Versent implemented a secure, enterprise-grade GenAI solution to transform its Request for Proposal (RFP) response process. The solution, named Bid Assistant, leverages Retrieval-Augmented Generation (RAG) to surface relevant internal content, enabling bid teams to work faster and more accurately. Designed with privacy, scalability, and usability in mind, Bid Assistant integrates seamlessly into existing workflows and delivers significant time and cost savings. The solution demonstrates how GenAI can be deployed in production at scale, following LLMOps practices to maximise business value.

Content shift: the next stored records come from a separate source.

PR #1048, opened 2026-08-12
perf(matrix): idle-scan when no key is pressed or debouncing

jpds:
This branch adds `matrix_idle_scan_ms` which matrix scans will sleep for between key presses, instead of busy-polling continuously.

A held or bouncing key keeps the scan at its active rate, so releases and chord changes still land immediately.


HaoboGu:
I don't think this is needed?

For wireless keyboards, `async_matrix` should be enabled and when there's no key held, the keyboard just waits for interrupt, no scanning is performed. And for wired keyboards, always scanning in maximum speed is preferred I think

jpds:
My :keyboard: isn't wireless, and I think there is a benefit to not having a small ARM CPU spin cycles continuously (even if it's just for power or wear-and-tear). ZMK also ships with this option+setting: https://github.com/zmkfirmware/zmk/blob/main/docs/docs/config/kscan.md whilst, interestingly, there is a request for QMK to add this: https://github.com/qmk/qmk_firmware/issues/23209 .

Beyond that, I don't think there's a perceptible difference between always-on and 10ms.

HaoboGu:
For power or wear-and-tear, you can also enable `async_matrix` in wired keyboard,  which I think is much better.

jpds:
Just tried re-enabling async matrix on my ZSA Voyager and I remembered why I abandoned this months ago: it only has an MCU on the left hand side so, whilst that half can be made async - the right still has to run in sync mode/full power.

This branch probably makes more sense for keyboards in a hardware configuration like this.

PR #1060, opened 2026-08-16
fix(via): return persisted layout options from GetKeyboardValue

### LINKED ISSUE #1058: Vial layout options are persisted but never read back — `GetKeyboardValue(LayoutOptions)` always returns 0
### Summary

The VIA/Vial layout-options value is correctly **saved** to storage on
`SetKeyboardValue(LayoutOptions)`, but it is never **read back**: the
`GetKeyboardValue(LayoutOptions)` handler still has a
`// TODO: retrieve layout option from storage` and returns a constant `0`,
and the boot-time restore path only reads `default_layer` from the same
`LayoutConfig` record, discarding `layout_option`. As a result, a user's
layout-option selection (e.g. an alternative bottom-row layout) reverts to
option 0 in the GUI on every reconnect.

Since the Vial client keeps no local copy — it re-reads this value from the
keyboard on every reload and renders whatever the device returns — the
device is the only source of truth, so the selection can never survive a
replug today.

### Environment / versions

- rmk 0.8.2 (crates.io) and current `main` (checked 2026-08-16, by source
  inspection); platform-independent (pure VIA protocol handling).
- Reproduced on hardware: an RP2040 keyboard running rmk 0.8.2 — after
  changing the layout option in Vial, disconnecting and reconnecting shows
  the default option again. A vial-qmk keyboard tested with the same
  procedure retains its selection across the replug, as expected.

### Steps to reproduce

1. Build a keyboard whose `vial.json` defines layout options (`labels`).
2. In Vial, select a non-default layout option.
3. Unplug/replug the keyboard — the GUI shows the default option again.

Code path (main):

- SET (works): `SetKeyboardValue` → `ctx.set_layout_options(...)` → stored in
  `LayoutConfig.layout_option` (`rmk/src/host/via/mod.rs`).
- GET (missing): `rmk/src/host/via/mod.rs` — `ViaKeyboardInfo::LayoutOptions`
  arm returns `let layout_option: u32 = 0;` with the TODO comment.
- Boot restore (missing): `rmk/src/host/storage.rs` `read_keymap` restores only
  `config.default_layer` from `LayoutConfig` and ignores `layout_option`.

### Expected behavior

`GetKeyboardValue(LayoutOptions)` returns the stored value, so the user's
layout-option selection survives reconnects (matching the behavior VIA/Vial
users expect from QMK-based keyboards).

### Actual behavior / Impact

The GUI renders option 0 after every reconnect. Keymap data itself is
unaffected (display-only), but every user of a non-default layout option has
to re-select it each session.

### Suggested fix

Restore `layout_option` at startup alongside `default_layer` (the record is
already being read in `read_keymap`), keep it available to the via handler
(e.g. in the same place the SET path writes through), and return it from
`GetKeyboardValue(LayoutOptions)`. Happy to open a PR if this direction is
acceptable.

### Context

We (Techmechkeys) are migrating our OLSK60 keyboard from QMK to RMK; it uses
Vial layout options for its bottom-row variants, which is how we hit this.
Found by source inspection on 0.8.2, confirmed unchanged on `main`
(2026-08-16), and reproduced on our RP2040 hardware (with a vial-qmk board as
a control, which retains the selection). Also verified against the Vial
client's protocol expectations (vial-gui `keyboard_comm.py`: the client
re-reads the value from the device on every reload and keeps no persistent
copy).

techmech-keeb:
Fixes #1058

`SetKeyboardValue(LayoutOptions)` persists the selection, but `GetKeyboardValue(LayoutOptions)` returned a hardcoded `0` (TODO) and the boot path restored only `default_layer` from `LayoutConfig`, so the Vial GUI reverts to option 0 on every reconnect.

As discussed in #1058, this restores the persisted `layout_option` and returns it through `GetKeyboardValue(LayoutOptions)`:

- Keep the layout option as `KeyMap` runtime state (same pattern as `mouse_buttons`; no public config API change)
- `read_keymap` restores `layout_option` from the stored `LayoutConfig` alongside `default_layer`
- `HostContext::set_layout_options` updates the RAM state first and still forwards to flash under the `storage` feature; without `storage` the value now lasts for the session instead of always reading 0
- Two regression tests: a set→get roundtrip through the via handler, and a storage restore test that fails if `read_keymap` stops restoring `layout_option` (or `KeyMap::build` stops copying it)

Testing: `cargo nextest run --no-default-features --features=split,vial,storage,async_matrix,_ble` (496 passed), `bash scripts/test_all.sh` (all rows green), nightly `cargo fmt --check` (no diffs).

### DIFF
--- a/rmk/src/host/context.rs
+++ b/rmk/src/host/context.rs
@@ -280,10 +280,13 @@ impl<'a> KeyboardContext<'a> {
     }
 
     pub async fn set_layout_options(&self, opts: u32) {
+        self.keymap.set_layout_option(opts);
         #[cfg(feature = "storage")]
         FLASH_CHANNEL.send(FlashOperationMessage::LayoutOptions(opts)).await;
-        #[cfg(not(feature = "storage"))]
-        let _ = opts;
+    }
+
+    pub fn layout_options(&self) -> u32 {
+        self.keymap.layout_option()
     }
 
     pub async fn reset_storage(&self) {
--- a/rmk/src/host/storage.rs
+++ b/rmk/src/host/storage.rs
@@ -107,6 +107,8 @@ impl<F: AsyncNorFlash, const ROW: usize, const COL: usize, const NUM_LAYER: usiz
                 (StorageKey::LayoutConfig, StorageData::LayoutConfig(config)) => {
                     // Restore the default (base) layer set via a `PDF` key
                     behavior.default_layer = config.default_layer;
+                    // Restore the VIA/Vial layout options selection
+                    data.layout_option = config.layout_option;
                 }
                 _ => continue,
             }
--- a/rmk/src/host/via/mod.rs
+++ b/rmk/src/host/via/mod.rs
@@ -55,8 +55,7 @@ impl<'a> VialService<'a> {
                             BigEndian::write_u32(&mut report.input_data[2..6], value);
                         }
                         ViaKeyboardInfo::LayoutOptions => {
-                            // TODO: retrieve layout option from storage
-                            let layout_option: u32 = 0;
+                            let layout_option = self.ctx.layout_options();
                             BigEndian::write_u32(&mut report.input_data[2..6], layout_option);
                         }
                         #[cfg(not(feature = "host_lock"))]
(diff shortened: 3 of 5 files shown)


HaoboGu (approved):
Nice, thanks

HaoboGu:
I'll merge it after you test it on the real hardware

techmech-keeb:
Tested on real hardware — the layout option now survives a reconnect.

**Setup**
- Board: OLSK60v2 (RP2040, 2 MB flash), the same unit that reproduced #1058
- Firmware: this PR's branch (`7e963de`) built via `examples/use_config/rp2040`, with a minimal 2×2 matrix on the board's real matrix pins and a `vial.json` carrying two layout options (a 3-choice one and a boolean one)
- Client: Vial

**Result**
1. Selected a non-default layout option in Vial
2. Unplugged and replugged the keyboard
3. Vial showed the selected option again — before this change the same board always fell back to option 0

I also confirmed `bootmagic` works on this board (holding the configured key while plugging in drops it into the RP2040 bootloader), which is how I flashed back afterwards.

Let me know if you'd like the test config or any other combination checked.

HaoboGu:
Nice, thanks for testing!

Bid Assistant has transformed how we respond to business opportunities, saving time, boosting accuracy and empowering our team to focus on strategic, high-value work.
James Jackman Bids and Pursuits Manager
Challenge
Versent’s bid teams were consistently challenged by the volume and complexity of RFPs. Each response required a blend of technical precision and internal knowledge, often buried across disparate documents. The manual effort involved in sourcing, curating, and drafting content led to inefficiencies, duplicated work, and delays. Additionally, the team needed a solution that could securely retain and retrieve proprietary information and protect internal IP. The goal was to empower the team with a solution that reduced friction in the response process while maintaining high standards of accuracy and compliance.
Solution
The solution was architected using native Azure AI services such as Azure OpenAI, AI Search, AI Foundry to ensure modularity. It was designed to be cost-effective, scalable, and easy to deploy across different environments as Infrastructure as Code.

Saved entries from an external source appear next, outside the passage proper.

PR #1079, opened 2026-08-22
fix(keyboard): re-strike a shared HID usage so a roll types both keys

### LINKED ISSUE #809: Missed keystrokes when alternating MODIFIER(KC) and KC in quick succession
I have encountered the following problem after flashing RMK on an RP2040-Zero:

- On my main layer, I have bound two keys to produce the following two characters: `<` and `>`. In Vial, they correspond to the keycodes `KC_NONUS_BSLASH` and `LSFT(KC_NONUS_BSLASH)`, respectively.
- When I try to quickly input them in succession, it appears that some of the inputs aren't registered at all. For example, inputting the string `<><` almost always returns something like `<<` or `<>`.

Below is a short clip showing the problem.

https://github.com/user-attachments/assets/1f8d63ca-9a67-4ae7-914f-b6dfdb6ef6c1

snowyukitty:
Closes #809.

## The defect

Two matrix positions can map to the same HID usage. On the reporter's board `<`
is `KC_NONUS_BSLASH` and `>` is `LSFT(KC_NONUS_BSLASH)` — different keys, one
usage, differing only by the shift modifier.

State tracking is already right. `register_keycode` gives each position its own
report slot, so `held_keycodes` holds `NonusBackslash` twice with two distinct
owners. The report is where they merge (`keyboard.rs:1886`):

```rust
for k in self.held_keycodes {
    let code = k as u8;
    if code != 0 && !keycodes[..n].contains(&code) {
```

A USB HID host emits a character on the transition of a usage from absent to
present in the keycode array. A usage that is already present and merely gains
a modifier produces nothing. So rolling `<` into `>` sends:

```
["NonusBackslash"]
["LShift","NonusBackslash"]
["LShift","NonusBackslash"]
[]
```

One make for two intended keystrokes. Roll `<` into `>` and type `<` again and
the host receives `<` `<`, which is the `<<` in the report.

## Why the obvious repair is not available

The deduplication is deliberate. `fix(keyboard): deduplicate held keycodes in
the keyboard report` added it along with
`hid_reports::shared_keycode_roll_keeps_second_key`, whose comment states the
intent: the shared usage stays down until the last holder releases it. Before
that, releasing the *first* of two owners cleared a usage the second owner still
held — a dropped key.

These are two halves of one problem. Removing the deduplication brings back the
dropped key; keeping only the deduplication keeps the lost character. Both have
to hold at once.

## The change

A press that gives an already-held usage an **additional owner** now sends one
extra report first: the ordinary report with only that usage suppressed. The
normal report follows, so the host observes a fresh absent→present transition.

Everything else stays. The suppressed report keeps every other held usage and
every held modifier — it is never an all-clear report — and the usage still
remains down until the last owner releases it.

The decision comes from counting how many report slots hold that usage on
behalf of a registered key event, immediately before and immediately after
registration. That is an observation of what registration did rather than a
prediction of what it would do, which matters in three places:

- a real modifier never enters `held_keycodes`, so it can never re-strike a
  usage — holding a key and tapping `Shift` is one activation plus an
  independent modifier;
- two positions bound to the same plain keycode gain an owner just as a
  `SHIFTED()` pair does, so they roll into two characters too;
- a press that finds no free slot registers nothing and so gains no owner. It
  synthesises nothing and follows the existing rollover behaviour, rather than
  emitting a stroke for a key the report cannot track.

`build_keyboard_report` accepts the usage to suppress. The ordinary send path
passes `HidKeyCode::No`, which suppresses nothing, while a re-strike passes the
shared usage. Both paths use `send_keyboard_report_suppressing` and the existing
`send_report` transport. No
allocation, no feature gate, no new configuration, no change to
`KeyboardReport`'s shape or the six-key array.

One extra report per re-strike is the intended cost. No other report count
changes.

## Tests

`rmk/tests/scenarios/shared_usage_restrike.toml`, twelve cases, plus
`shared_keycode_roll_keeps_second_key` updated rather than replaced — its
subject, that the usage stays down while an owner holds it, is exactly the half
this must preserve, so only the new transition report is inserted into its
expectations and its comment now states both halves.

On this branch all five `RMK_TEST_FEATURESETS` rows pass:

| features | tests |
| --- | ---: |
| *(none)* | 453 passed |
| `vial,host_lock,_no_usb,steno,passkey_entry` | 520 passed |
| `rynk,_ble,split,async_matrix,storage` | 569 passed |
| `dongle,_ble,storage` | 492 passed |
| `dongle,vial,_ble,storage` | 520 passed |

On unmodified `main` with the same test files, the `rynk,_ble,split,…` row
gives **561 passed, 8 failed**. The eight are the ones that assert the new
transition:

`shared_keycode_roll_keeps_second_key`, `rolled_shared_usage_types_both_keys`,
`reverse_roll_shifted_first`, `rolled_same_keycode_two_positions_types_twice`,
`shared_usage_survives_first_release`, `transition_preserves_other_held_keys`,
`transition_preserves_held_modifiers`,
`plain_keycode_restrike_preserves_an_unrelated_held_key`.

The rest pass on `main` too, and they are what keeps the change honest rather
than just proving the symptom: each names a case where a stroke must *not* be
synthesised, so a rule that fired too eagerly would break them.

- `held_key_plus_tapped_real_shift_types_once` and
  `modifier_only_change_sends_no_transition` — a modifier arriving or leaving
  while a usage is held changes the modifier byte and nothing else;
- `sequential_typing_is_unchanged` — the already-correct `<` `>` `<` stream from
  the report is byte-identical after the change;
- `held_key_sends_no_extra_reports` — one key held sends exactly one make and
  one break, so host auto-repeat is not chopped;
- `an_unregistered_seventh_press_synthesises_no_stroke` — with the six-key array
  full, a seventh press mapped to a held usage registers nothing, gains no
  owner, and emits no extra report.

They do not cover every possible false positive; they cover those four classes.

`cargo fmt --all -- --check` on nightly and
`cargo clippy … --all-targets -- -D warnings` are both clean.

## A limit of this validation

The transition report and the make that follows are two consecutive reports,
intended to become two interrupt transfers over USB or two notifications over
BLE HID. A link that coalesced or dropped one would hide the make again.

The scenario harness asserts the report **stream**, so it proves the firmware
emits both. It does not observe an actual transfer on either transport, so it
proves nothing about delivery over USB or BLE, and I have not tested that on
hardware.

### DIFF
--- a/rmk/src/keyboard.rs
+++ b/rmk/src/keyboard.rs
@@ -1486,8 +1486,6 @@ impl<'a> Keyboard<'a> {
             return;
         }
 
-        // Count owners before and after, so what follows depends on what the
-        // registration actually did rather than on what it was expected to do.
         let owners_before = self.usage_owners(key);
 
         if event.pressed {
@@ -1496,9 +1494,8 @@ impl<'a> Keyboard<'a> {
             self.unregister_key(key, event);
         }
 
-        // A press that gives an already-held usage an additional owner needs a
-        // report without that usage before the ordinary one, or the host never
-        // sees the absent->present transition that produces a character.
+        // A press that adds another owner to a held usage needs one report without
+        // that usage first, or the host never sees the absent->present transition.
         if event.pressed && owners_before > 0 && self.usage_owners(key) > owners_before {
             self.send_keyboard_report_suppressing(event.pressed, key).await;
         }
@@ -1506,24 +1503,10 @@ impl<'a> Keyboard<'a> {
         self.send_keyboard_report_with_resolved_modifiers(event.pressed).await;
     }
 
-    /// How many report slots are holding `key`.
+    /// How many report slots hold `key`.
     ///
-    /// Two matrix positions can map to the same HID usage - `<` and `>` on a
-    /// board where `>` is the shifted form of `<`, or simply the same keycode
-    /// bound twice. Each gets its own slot, but the report collapses them to
-    /// one usage, so rolling from one to the other would otherwise leave the
-    /// usage continuously down and the second key would produce nothing.
-    ///
-    /// Comparing this count across the registration keys the decision on
-    /// ownership actually changing. Two positions bound to the same plain
-    /// keycode roll into two characters; a real modifier never enters
-    /// `held_keycodes` so it cannot re-strike anything; and a press that finds
-    /// no free slot registers nothing and so synthesises nothing, leaving the
-    /// established rollover behaviour alone.
-    ///
-    /// Counted over `held_keycodes` alone, because that is the array the
-    /// outgoing report is built from: this measures what the host is about to
-    /// see rather than a bookkeeping view of it.
+    /// Two matrix positions can map to one HID usage, and the report collapses
+    /// the duplicates, so only the slot count separates a re-strike from a hold.
     fn usage_owners(&self, key: HidKeyCode) -> usize {
         if key == HidKeyCode::No {
             return 0;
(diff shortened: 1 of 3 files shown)


HaoboGu:
Please simplify and clean the code. The current code is low-quality

snowyukitty:
Simplified, thanks.

- `build_keyboard_report` now takes the suppressed usage as a parameter itself, so the second builder that used to sit behind it is gone, and `send_keyboard_report_with_resolved_modifiers` calls the suppressing send instead of repeating the send-and-yield pair. Two new functions instead of three, and no delegation layer.
- The comment blocks in `keyboard.rs` and in the scenario header are shortened.

Against the base this branch was cut from, `keyboard.rs` now adds 29 lines and removes 5; before it added 57 and removed 1.

Behaviour is unchanged, and the test counts on every `RMK_TEST_FEATURESETS` row are the same as before (453 / 520 / 569 / 492 / 520). `cargo clippy -- -D warnings` and `cargo +nightly fmt --check` are clean.

If you had a different shape in mind — no new function at all, or the ownership count folded into `register_key` — say which and I'll redo it.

Overview of the Retrieval Augmented Generation pattern that powers Bid Assistant.
Throughout the build phase, the team adopted MLOps best practices to ensure the whole AI System Life Cycle was covered, including Data Preparation, Chunking, Automation and Evaluation. For example, during Data Preparation, the team dived deeply into the data, to choose an optimal chunking strategy. Before deployment, the system underwent rigorous evaluation to benchmark its domain expertise and establish a baseline for future improvements. This allowed us to produce an end-to-end solution that would be production ready.
Outcome
The deployment of Bid Assistant brought immediate, measurable improvements to Versent’s RFP response process. Bid teams could quickly locate and reuse key content across multiple proposals with far less manual effort. This not only reduced duplication but also enhanced the consistency and accuracy of responses. By leveraging a retrieval-augmented architecture, Bid Assistant empowered staff to work more independently, minimising reliance on technical subject matter experts and freeing them up to focus on strategic tasks.
Key Outcomes:
Annual Time Savings: By implementing Bid Assistant, we project an impressive annual time saving of 600 hours. This significant reduction in time spent on tasks allows our team to be more efficient and productive.

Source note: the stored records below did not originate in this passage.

PR #1083, opened 2026-08-23
perf(keyboard): stop one-shot expiry from blocking the keyboard task

jpds:
When a one-shot modifier or layer was released while armed (Single state), the keyboard task waited inline on `select!(Timer::after(timeout), next_event)` until either the timeout expired or another key arrived. This would park the whole task, so held-key repeats, mouse wheel repeats, and every other timed behavior froze until one of those two things happened.

This PR instead stores the expiry as deadlines on the `Keyboard` struct (`osm_deadline`, `osl_deadline`). The main loop in `run()` already races its subscriber against the mouse-repeat deadline; it now races against the earliest of all pending deadlines and calls `fire_oneshot_timeout()` when a one-shot expires.

It also fixes two behavioral bugs:

- Any key event during the armed window used to replace the timer wait (the event went into `unprocessed_events`), so the modifier stayed armed indefinitely if no further key arrived before the original timeout. Intervening keys no longer touch the deadline.
- Quick-release rolling into a tap-hold key had a documented known bug in `one_shot.toml`: the OSM deadline loop timed out before the tap resolved. The roll now applies the modifier correctly.

### DIFF
--- a/rmk/src/keyboard.rs
+++ b/rmk/src/keyboard.rs
@@ -142,7 +142,7 @@ impl Runnable for Keyboard<'_> {
     /// The report is sent using `send_report`.
     async fn run(&mut self) -> ! {
         loop {
-            // TODO: Now the unprocessed_events is only used in one-shot keys and clear peer key.
+            // TODO: Now the unprocessed_events is only used in held_for_5s.
             // Maybe it can be removed in the future?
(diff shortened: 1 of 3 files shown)


HaoboGu:
brilliant, thanks a lot!

PR #1085, opened 2026-08-24
perf(keyboard): profile-key hold no longer blocks the keyboard task

jpds:
Also port the User key to use a deadline timeout, instead of blocking the keyboard task.

Follows on from #1083.

### DIFF
--- a/rmk/src/keyboard.rs
+++ b/rmk/src/keyboard.rs
@@ -1,7 +1,5 @@
 use core::fmt::Debug;
 
-#[cfg(feature = "_ble")]
-use embassy_futures::select::{Either, select};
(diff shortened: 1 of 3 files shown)


HaoboGu:
I'm thinking about a unified approach for hold & repeat actions, what do you think?

jpds:
That actually sounds great, as it would simplify the work as I across the four branches I did for this eager deadline stuff.

jpds:
My final branch for the work is at: https://github.com/rmk-rs/rmk/compare/main...jpds:rmk:perf/combo-reset-deadline - if you want to use that as the base for a rework.

jpds:
Closing for #1109.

Cost Efficiency: Bid Assistant has delivered an ROI that is both immediate and substantial, ensuring that our investment is quickly recouped and continues to provide value over time.
Productivity Boost: The integration of Bid Assistant results in a significant productivity boost, enabling our team to focus on strategic, high-value tasks rather than repetitive manual processes. This shift not only enhances our overall productivity but also improves job satisfaction and team morale.